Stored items
PR #2136, opened 2023-04-18
276 Callback parameterization

### LINKED ISSUE #276: Automatically synthesize message types for sends to arbitrary handlers

lifflander:
Fixes #276

This replaces the current proxy.reduce syntax with three calls that are symmetrical across object groups and collections.

```C++
proxy.allreduce<&MyCol::handler, collective::PlusOp>(value1, value2);
proxy.reduce<&MyCol::handler, collective::PlusOp>(proxy[1], value1, value2);
proxy.reduce<collective::PlusOp>(some_callback, value1, value2);
```

### DIFF
--- a/src/vt/collective/reduce/get_reduce_stamp.h
+++ b/src/vt/collective/reduce/get_reduce_stamp.h
@@ -48,6 +48,7 @@
 #include "vt/collective/reduce/reduce_scope.h"
 #include "vt/messaging/message.h"
 
+#include <tuple>
 #include <utility>
 #include <type_traits>
 
--- a/src/vt/collective/reduce/get_reduce_stamp.h
+++ b/src/vt/collective/reduce/get_reduce_stamp.h
@@ -2,7 +2,7 @@
 //@HEADER
 // *****************************************************************************
 //
-//                             epoch_graph_reduce.h
+//                              get_reduce_stamp.h
 //                       DARMA/vt => Virtual Transport
 //
 // Copyright 2019-2021 National Technology & Engineering Solutions of Sandia, LLC
@@ -41,39 +41,59 @@
 //@HEADER
 */
 
-#if !defined INCLUDED_VT_TERMINATION_GRAPH_EPOCH_GRAPH_REDUCE_H
-#define INCLUDED_VT_TERMINATION_GRAPH_EPOCH_GRAPH_REDUCE_H
+#if !defined INCLUDED_VT_COLLECTIVE_REDUCE_GET_REDUCE_STAMP_H
+#define INCLUDED_VT_COLLECTIVE_REDUCE_GET_REDUCE_STAMP_H
 
 #include "vt/config.h"
 
-namespace vt { namespace collective { namespace reduce { namespace operators {
+namespace vt { namespace collective { namespace reduce {
 
-template <typename T>
-struct ReduceDataMsg;
-
-}}}} /* end namespace vt::collective::reduce::operators */
-
-namespace vt { namespace termination { namespace graph {
-
-// Must be templated (where T = graph::EpochGraph) because of the circular
-// dependency between termination.h and reduce.h
-template <typename T>
-struct EpochGraphMsg : collective::reduce::operators::ReduceDataMsg<T> {
-  using MessageParentType = collective::reduce::operators::ReduceDataMsg<T>;
-  vt_msg_serialize_if_needed_by_parent();
-
-  EpochGraphMsg() = default;
-
-  explicit EpochGraphMsg(std::shared_ptr<T> const& graph)
-    : collective::reduce::operators::ReduceDataMsg<T>(*graph)
-  { }
-
-  template <typename SerializerT>
-  void serialize(SerializerT& s) {
-    MessageParentType::serialize(s);
+template <typename enable = void, typename... Args>
+struct GetReduceStamp : std::false_type {
+  template <typename MsgT>
+  static auto getMsg(Args&&... args) {
+    return vt::makeMessage<MsgT>(std::tuple{std::forward<Args>(args)...});
   }
 };
 
-}}} /* end namespace vt::termination::graph */
+template <>
+struct GetReduceStamp<
+  std::enable_if_t<std::is_same_v<void, void>>
+> : std::false_type {
+  template <typename MsgT>
+  static auto getMsg() {
+    return vt::makeMessage<MsgT>(std::tuple<>{});
+  }
+};
 
-#endif /*INCLUDED_VT_TERMINATION_GRAPH_EPOCH_GRAPH_REDUCE_H*/
+template <typename... Args>
+struct GetReduceStamp<
+  std::enable_if_t<
+    std::is_same_v<
+      std::decay_t<std::tuple_element_t<sizeof...(Args) - 1, std::tuple<Args...>>>,
+      collective::reduce::ReduceStamp
+    >
+  >,
+  Args...
+> : std::true_type {
+  template <typename... Params, std::size_t... Is>
+  static constexpr auto getMsgHelper(
+    std::tuple<Params...> tp, std::index_sequence<Is...>
+  ) {
+    return std::tuple{std::get<Is>(tp)...};
+  }
+
+  template <typename MsgT>
+  static auto getMsg(Args&&... args) {
+    return vt::makeMessage<MsgT>(
+      getMsgHelper(
+        std::tie(std::forward<Args>(args)...),
+        std::make_index_sequence<sizeof...(Args) - 1>{}
+      )
+    );
+  }
+};
+
+}}} /* end namespace vt::collective::reduce */
+
+#endif /*INCLUDED_VT_COLLECTIVE_REDUCE_GET_REDUCE_STAMP_H*/
--- a/src/vt/collective/reduce/get_reduce_stamp.h
+++ b/src/vt/collective/reduce/get_reduce_stamp.h
@@ -57,8 +57,12 @@ namespace vt { namespace collective { namespace reduce {
 template <typename enable = void, typename... Args>
 struct GetReduceStamp : std::false_type {
   template <typename MsgT>
-  static auto getMsg(Args&&... args) {
-    return vt::makeMessage<MsgT>(std::tuple{std::forward<Args>(args)...});
+  static auto getStampMsg(Args&&... args) {
+    return
+      std::make_tuple(
+	collective::reduce::ReduceStamp{},
+	vt::makeMessage<MsgT>(std::tuple{std::forward<Args>(args)...})
+      );
   }
 };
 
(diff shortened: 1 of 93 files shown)


tests/unit/pipe/test_callback_send_collection.extended.cc
nlslatt, line 1: I think you can delete `testHandler`, `CallbackDataMsg`, `testHandlerEmpty`, and `CallbackMsg`.

nlslatt (commented):
Here's my feedback so far. I think it's important that others review this as well.

src/vt/collective/reduce/reduce.h
```diff
@@ -168,6 +168,41 @@ struct Reduce : virtual collective::tree::Tree {
...
+    return reduce<OpT, f>(root, std::forward<Params>(params)...);
+  }
+
+  template <typename Op, auto f, typename... Params>
+  PendingSendType reduce(Node root, Params&&... params) {
+    using Tuple = typename FunctionTraitsArgs<decltype(f)>::TupleType;
+    using MsgT = ReduceTMsg<Tuple>;
+
+    auto msg = vt::makeMessage<MsgT>(std::tuple{std::forward<Params>(params)...});
+    auto id = detail::ReduceStamp{};
```
PhilMiller: Does this imply that there won't be a way to stamp a call to the parameter-synthesized version of reduce?

src/vt/vrt/collection/balance/lb_data_restart_reader.h
```diff
@@ -153,9 +153,9 @@ struct LBDataRestartReader : runtime::component::Component<LBDataRestartReader>
    * \brief Reduce distribution changes globally to find where migrations need
    * to occur
    *
-   * \param[in] msg the reduction message
+   * \param[in] vec the vector of booleans
    */
-  void reduceDistroChanges(ReduceMsg* msg);
+  void reduceDistroChanges(std::vector<bool> vec);
```
PhilMiller: `std::vector<bool>` is generally something to be avoided. I'm assuming it was already in use as a member of `ReduceMsg` here?

src/vt/collective/reduce/operators/default_op.impl.h
```diff
@@ -49,28 +49,46 @@
...
-    if (cb.valid()) {
+    if (msg->hasValidCallback()) {
       envelopeUnlockForForwarding(msg->env);
-      cb.template send<MsgT>(msg);
+      if (msg->isParamCallback()) {
+        if constexpr (IsTuple<typename MsgT::DataT>::value) {
+          msg->getParamCallback().sendTuple(std::move(msg->getVal()));
+        }
+      } else {
+        // We need to force the type the the more specific one here
```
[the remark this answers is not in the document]
PhilMiller:
```suggestion
        // We need to force the type to the more specific one here
```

■ WHAT THE TASK REQUIRES ■
Each record should be given again exactly as it reads.

■ RESPONSE ■
PR #2136, opened 2023-04-18
276 Callback parameterization

### LINKED ISSUE #276: Automatically synthesize message types for sends to arbitrary handlers

lifflander:
Fixes #276

This replaces the current proxy.reduce syntax with three calls that are symmetrical across object groups and collections.

```C++
proxy.allreduce<&MyCol::handler, collective::PlusOp>(value1, value2);
proxy.reduce<&MyCol::handler, collective::PlusOp>(proxy[1], value1, value2);
proxy.reduce<collective::PlusOp>(some_callback, value1, value2);
```

### DIFF
--- a/src/vt/collective/reduce/get_reduce_stamp.h
+++ b/src/vt/collective/reduce/get_reduce_stamp.h
@@ -48,6 +48,7 @@
 #include "vt/collective/reduce/reduce_scope.h"
 #include "vt/messaging/message.h"
 
+#include <tuple>
 #include <utility>
 #include <type_traits>
 
--- a/src/vt/collective/reduce/get_reduce_stamp.h
+++ b/src/vt/collective/reduce/get_reduce_stamp.h
@@ -2,7 +2,7 @@
 //@HEADER
 // *****************************************************************************
 //
-//                             epoch_graph_reduce.h
+//                              get_reduce_stamp.h
 //                       DARMA/vt => Virtual Transport
 //
 // Copyright 2019-2021 National Technology & Engineering Solutions of Sandia, LLC
@@ -41,39 +41,59 @@
 //@HEADER
 */
 
-#if !defined INCLUDED_VT_TERMINATION_GRAPH_EPOCH_GRAPH_REDUCE_H
-#define INCLUDED_VT_TERMINATION_GRAPH_EPOCH_GRAPH_REDUCE_H
+#if !defined INCLUDED_VT_COLLECTIVE_REDUCE_GET_REDUCE_STAMP_H
+#define INCLUDED_VT_COLLECTIVE_REDUCE_GET_REDUCE_STAMP_H
 
 #include "vt/config.h"
 
-namespace vt { namespace collective { namespace reduce { namespace operators {
+namespace vt { namespace collective { namespace reduce {
 
-template <typename T>
-struct ReduceDataMsg;
-
-}}}} /* end namespace vt::collective::reduce::operators */
-
-namespace vt { namespace termination { namespace graph {
-
-// Must be templated (where T = graph::EpochGraph) because of the circular
-// dependency between termination.h and reduce.h
-template <typename T>
-struct EpochGraphMsg : collective::reduce::operators::ReduceDataMsg<T> {
-  using MessageParentType = collective::reduce::operators::ReduceDataMsg<T>;
-  vt_msg_serialize_if_needed_by_parent();
-
-  EpochGraphMsg() = default;
-
-  explicit EpochGraphMsg(std::shared_ptr<T> const& graph)
-    : collective::reduce::operators::ReduceDataMsg<T>(*graph)
-  { }
-
-  template <typename SerializerT>
-  void serialize(SerializerT& s) {
-    MessageParentType::serialize(s);
+template <typename enable = void, typename... Args>
+struct GetReduceStamp : std::false_type {
+  template <typename MsgT>
+  static auto getMsg(Args&&... args) {
+    return vt::makeMessage<MsgT>(std::tuple{std::forward<Args>(args)...});
   }
 };
 
-}}} /* end namespace vt::termination::graph */
+template <>
+struct GetReduceStamp<
+  std::enable_if_t<std::is_same_v<void, void>>
+> : std::false_type {
+  template <typename MsgT>
+  static auto getMsg() {
+    return vt::makeMessage<MsgT>(std::tuple<>{});
+  }
+};
 
-#endif /*INCLUDED_VT_TERMINATION_GRAPH_EPOCH_GRAPH_REDUCE_H*/
+template <typename... Args>
+struct GetReduceStamp<
+  std::enable_if_t<
+    std::is_same_v<
+      std::decay_t<std::tuple_element_t<sizeof...(Args) - 1, std::tuple<Args...>>>,
+      collective::reduce::ReduceStamp
+    >
+  >,
+  Args...
+> : std::true_type {
+  template <typename... Params, std::size_t... Is>
+  static constexpr auto getMsgHelper(
+    std::tuple<Params...> tp, std::index_sequence<Is...>
+  ) {
+    return std::tuple{std::get<Is>(tp)...};
+  }
+
+  template <typename MsgT>
+  static auto getMsg(Args&&... args) {
+    return vt::makeMessage<MsgT>(
+      getMsgHelper(
+        std::tie(std::forward<Args>(args)...),
+        std::make_index_sequence<sizeof...(Args) - 1>{}
+      )
+    );
+  }
+};
+
+}}} /* end namespace vt::collective::reduce */
+
+#endif /*INCLUDED_VT_COLLECTIVE_REDUCE_GET_REDUCE_STAMP_H*/
--- a/src/vt/collective/reduce/get_reduce_stamp.h
+++ b/src/vt/collective/reduce/get_reduce_stamp.h
@@ -57,8 +57,12 @@ namespace vt { namespace collective { namespace reduce {
 template <typename enable = void, typename... Args>
 struct GetReduceStamp : std::false_type {
   template <typename MsgT>
-  static auto getMsg(Args&&... args) {
-    return vt::makeMessage<MsgT>(std::tuple{std::forward<Args>(args)...});
+  static auto getStampMsg(Args&&... args) {
+    return
+      std::make_tuple(
+	collective::reduce::ReduceStamp{},
+	vt::makeMessage<MsgT>(std::tuple{std::forward<Args>(args)...})
+      );
   }
 };
 
(diff shortened: 1 of 93 files shown)


tests/unit/pipe/test_callback_send_collection.extended.cc
nlslatt, line 1: I think you can delete `testHandler`, `CallbackDataMsg`, `testHandlerEmpty`, and `CallbackMsg`.

nlslatt (commented):
Here's my feedback so far. I think it's important that others review this as well.

src/vt/collective/reduce/reduce.h
```diff
@@ -168,6 +168,41 @@ struct Reduce : virtual collective::tree::Tree {
...
+    return reduce<OpT, f>(root, std::forward<Params>(params)...);
+  }
+
+  template <typename Op, auto f, typename... Params>
+  PendingSendType reduce(Node root, Params&&... params) {
+    using Tuple = typename FunctionTraitsArgs<decltype(f)>::TupleType;
+    using MsgT = ReduceTMsg<Tuple>;
+
+    auto msg = vt::makeMessage<MsgT>(std::tuple{std::forward<Params>(params)...});
+    auto id = detail::ReduceStamp{};
```
PhilMiller: Does this imply that there won't be a way to stamp a call to the parameter-synthesized version of reduce?

src/vt/vrt/collection/balance/lb_data_restart_reader.h
```diff
@@ -153,9 +153,9 @@ struct LBDataRestartReader : runtime::component::Component<LBDataRestartReader>
    * \brief Reduce distribution changes globally to find where migrations need
    * to occur
    *
-   * \param[in] msg the reduction message
+   * \param[in] vec the vector of booleans
    */
-  void reduceDistroChanges(ReduceMsg* msg);
+  void reduceDistroChanges(std::vector<bool> vec);
```
PhilMiller: `std::vector<bool>` is generally something to be avoided. I'm assuming it was already in use as a member of `ReduceMsg` here?

src/vt/collective/reduce/operators/default_op.impl.h
```diff
@@ -49,28 +49,46 @@
...
-    if (cb.valid()) {
+    if (msg->hasValidCallback()) {
       envelopeUnlockForForwarding(msg->env);
-      cb.template send<MsgT>(msg);
+      if (msg->isParamCallback()) {
+        if constexpr (IsTuple<typename MsgT::DataT>::value) {
+          msg->getParamCallback().sendTuple(std::move(msg->getVal()));
+        }
+      } else {
+        // We need to force the type the the more specific one here
```
[the remark this answers is not in the document]
PhilMiller:
```suggestion
        // We need to force the type to the more specific one here
```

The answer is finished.